Koordinator tim kelas II, Rini Dewi Puspitasari, menjelaskan bahwa kegiatan ecoprint ini bertujuan mengenalkan teknik pewarnaan menggunakan bahan alami yang ramah lingkungan kepada murid sejak dini.
“Kegiatan ini juga selaras dengan pembelajaran Seni Budaya, khususnya materi teknik cetak. Sebelumnya, murid sudah mempraktikkan membuat cetakan di atas kertas menggunakan daun kering dan kulit buah,” ujarnya.
Kegiatan dimulai pukul 07.30 WIB dengan mengaji bersama, dilanjutkan pemaparan teknis ecoprint teknik pukul oleh Yusi Aristyani, fasilitator kegiatan sekaligus pemilik Roemah Kreatif Yusi. Menurutnya, teknik pukul sangat sesuai diterapkan pada murid kelas II.
“Teknik ini ideal untuk pemula karena alatnya sederhana dan bahannya bisa ditemukan di lingkungan sekitar,” jelas Yusi.
Dalam praktiknya, murid menggunakan tas kain polos sebagai media ecoprint, dipadukan dengan berbagai jenis daun seperti daun lanang, akalipa, pepaya jepang, kayu afrika, dan jarak kepyar. Daun-daun tersebut disusun di dalam kain lalu dipukul perlahan hingga motif dan warna alami berpindah ke permukaan kain. Setelah didiamkan beberapa menit, sisa daun dibersihkan sebelum masuk ke tahap fiksasi.
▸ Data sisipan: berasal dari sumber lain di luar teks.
PR #21, opened 2020-06-13
doc: generate program usage automatically

FFY00:


docs/source/index.rst
```diff
@@ -11,30 +11,15 @@ It is a simple build tool, it does no dependency management.
...
-
-   optional arguments:
-   -h, --help            show this help message and exit
-   --sdist, -s           build a source package
-   --wheel, -w           build a wheel
-   --outdir ./dist, -o ./dist
-                           output directory
-   --skip-dependencies, -x
-                           does not check for the dependencies
+.. program-output:: python -m build --help
```
gaborbernat, line 14: Can we instead use https://pypi.org/project/sphinxcontrib-autoprogram/#description that generates CLI flags that can be URL linked? (see https://tox.readthedocs.io/en/latest/config.html#cli)

FFY00: Done.

On top for #22 for the isolated `main_parser` function.

docs/source/conf.py
```diff
@@ -15,9 +15,9 @@
 
 from pallets_sphinx_themes import ProjectLink
 
-import build
+sys.path.insert(0, os.path.abspath(os.path.join(__file__, '..', '..', '..')))  # isort:skip
```
gaborbernat, line 18: Generally, you should not be injecting paths manually on sys.path. Consider instead making the docs environment install the package and just import. See https://github.com/pypa/virtualenv/blob/master/.readthedocs.yml#L8-L14 for the readthedocs incantation

FFY00:
@gaborbernat btw, at least for my PRs, please use rebase instead of squashing the commits.

8fdbd931aed8cfcec01226f59df5a465e09f2219 has a bunch of random changes that should be in their own commits.

Sorry for being picky! I really care about git history.

gaborbernat:
IMHO if you think they should have been separate commits they should have been separate pul requests.🤷‍♂️

FFY00:
It doesn't make sense to me to create 4 pull requests for commits that are part of a logic block. When I group commits into one pull request, it's my way of saying that they should be merged at the same time. The commits are logically linked and should be reviewed together, but this doesn't mean they should be the same commit. Does that make sense?

gaborbernat:
Makes sense, I just think in one pr one feature/bugfix. So at the end one pr is one commit. Makes revert also easy and straight forward to use.

FFY00:
I usually don't use this model, it might not be an issue when you are dealing with simple stuff but I have found that it does not scale well in terms of complexity. I've found myself needing to retrace the steps leading to certain changes in codebases, this is significantly easier if we have small commit logically separated. For me git history is also documentation, I sometimes add some context on the change, why it's needed and/or how it works. All that metadata is lost when you the commits are squashed.

I understand that not everybody does this, and that is fine. In the future just try to remember to change the merge button to rebase in my commits if you can :smiley:.

Also, reverting multiple commits is almost the same.
```
git revert HEAD~6..HEAD~8
```

gaborbernat:
I guess we use git differently. I personally view the in between commits as noise only useful for review time, but not at all once merged.

pganssle:
FWIW I _also_ try and keep my git history pristine. Each commit is a logically independent change, and frequently one that can at least mostly be rolled back _independent of the other changes_.

The biggest downsides to doing rebase-merge or merge commits vs. squash merges are:

1. A lot of tools can't be configured as "this must pass on every commit", so it's common to find random commits in a PR that won't pass the test suite or the linters or something (which can make automated `git bisect` runs a bit annoying).
2. It's a lot of overhead to ask your random contributors to do interactive rebases to clean up their history, and it makes it a lot harder to just click the "merge" button on a good PR.

One of the biggest downsides of "always squash merge" we've already run into together — when `dateutil`'s test suite stopped working because of a change in `tox`, we did a `git bisect` and found that it was some mega-PR with tons of semi-related changes in it. I had to throw it to you to uncover what was going on, where smaller, granular changes even within a single PR would have highlighted the exact issue from the start.

I think it's reasonable to default to using squash merges for contributors who are not _obviously_ curating their commit history, but to do rebase merges for people like @FFY00 and myself.

gaborbernat:
> I had to throw it to you to uncover what was going on, where smaller, granular changes even within a single PR would have highlighted the exact issue from the start.

I consider this a worthwhile trade-off for myself. In that case, I don't think the fix would have been any easier if it would have been separate PR. And I'm 99% sure I would have not made that one change separate PR. That changeset was a major rework of a part of the tool that touched multiple parts, so was made more with one big sweep, not many small changesets; that could have been kept separate.

FFY00:
> so it's common to find random commits in a PR that won't pass the test suite or the linters or something

Personally I always try to avoid this. I try to make sure everything works on every commit.

> It's a lot of overhead to ask your random contributors to do interactive rebases to clean up their history, and it makes it a lot harder to just click the "merge" button on a good PR.

This is true, and it is my main use of the squash and merge feature. Btw, Github enables the "allow maintainers to push to my branch" checkmark by default, so if you really want to, you can fix it for them :smile:. I don't generally do this, but it has happened in the past.

PR #26, opened 2020-06-16
pyproject: switch to setuptools legacy backend

FFY00:
I need stop being picky and just drop poerty as it doesn't make that much sense for this project. Maybe in the future...


pyproject.toml
```diff
@@ -1,50 +1,3 @@
...
-
-[tool.poetry.dev-dependencies]
-pytest = '^5.0'
-pytest-mock = '^3.0'
-pytest-cov = '^2.0'
-
-[tool.poetry.scripts]
-python-build = 'build.__main__:main'
+requires = ['setuptools >= 40.8.0', 'wheel']
+build-backend = 'setuptools.build_meta:__legacy__'
```
gaborbernat, line 3: Why the legacy backend?

pganssle: Yeah definitely don't use this. It's intended for backwards compatibility only.

FFY00: Ah, sorry. I just defaulted to `__legacy__` because it's our fallback on missing `build-backend`.

FFY00:
Nothing made it unusable. It was another place to maintain metadata.

gaborbernat:
I meant why not drop setuptools over poetry 😅

FFY00:
Ah, because I want it to be easily bootstrapable.

.github/workflows/build.yml
```diff
@@ -31,7 +31,7 @@ jobs:
       run: pip install typing
 
     - name: Install build backend
-      run: pip install poetry
+      run: pip install setuptools wheel
```
gaborbernat, line 34: You should not need this, pip installs them on demand.

FFY00: Only after #18, right now we don't build in an isolated environment.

Tahap fiksasi atau penguncian warna menggunakan larutan tawas tidak dilakukan langsung oleh murid karena memerlukan waktu pengeringan hingga satu minggu. Hasil karya berupa tas kain ecoprint nantinya akan dikirim kembali ke sekolah setelah proses fiksasi dan pengeringan selesai.
Antusiasme murid terlihat sepanjang kegiatan berlangsung. Salah satu murid kelas II, Alfarezy Zhafran Nugroho, mengaku senang mengikuti parents day kali ini.
“Aku baru tahu ternyata daun bisa menjadi pewarna yang sangat bagus. Tadi juga diperlihatkan hasil ecoprint seperti jilbab, taplak meja, dan gelas mug,” katanya penuh semangat.